Task brief
The full set of entries below is to be returned unchanged.
** Dataset records follows **
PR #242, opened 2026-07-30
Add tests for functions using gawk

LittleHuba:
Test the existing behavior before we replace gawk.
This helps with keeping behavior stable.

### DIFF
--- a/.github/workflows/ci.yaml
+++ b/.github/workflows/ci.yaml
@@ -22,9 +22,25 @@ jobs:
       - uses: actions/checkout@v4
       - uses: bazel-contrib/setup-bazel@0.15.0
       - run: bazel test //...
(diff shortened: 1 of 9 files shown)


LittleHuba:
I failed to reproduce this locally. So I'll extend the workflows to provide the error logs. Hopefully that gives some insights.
** End of Dataset records **
Exercise output
PR #242, opened 2026-07-30
Add tests for functions using gawk

LittleHuba:
Test the existing behavior before we replace gawk.
This helps with keeping behavior stable.

### DIFF
--- a/.github/workflows/ci.yaml
+++ b/.github/workflows/ci.yaml
@@ -22,9 +22,25 @@ jobs:
       - uses: actions/checkout@v4
       - uses: bazel-contrib/setup-bazel@0.15.0
       - run: bazel test //...
(diff shortened: 1 of 9 files shown)


LittleHuba:
I failed to reproduce this locally. So I'll extend the workflows to provide the error logs. Hopefully that gives some insights.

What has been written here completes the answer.